PR #1146, opened 2020-01-14
Fix AgentPool to disconnect if AgentWorker.Start fails 

keithduncan:
When using `--acquire-job` to start a one-shot agent to pull a specific job, there exists a race condition when the job can be cancelled on Buildkite before the scheduled agent actually boots up. When this happens, `apiClient.AcquireJob(jobId)` returns a 422 which isn't retried, but returning an error from `AgentWorker.Start` means that `AgentPool.runWorker` skips the disconnect step.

Your task: Everything in the listing should be given again word for word.

Output:
PR #1146, opened 2020-01-14
Fix AgentPool to disconnect if AgentWorker.Start fails 

keithduncan:
When using `--acquire-job` to start a one-shot agent to pull a specific job, there exists a race condition when the job can be cancelled on Buildkite before the scheduled agent actually boots up. When this happens, `apiClient.AcquireJob(jobId)` returns a 422 which isn't retried, but returning an error from `AgentWorker.Start` means that `AgentPool.runWorker` skips the disconnect step.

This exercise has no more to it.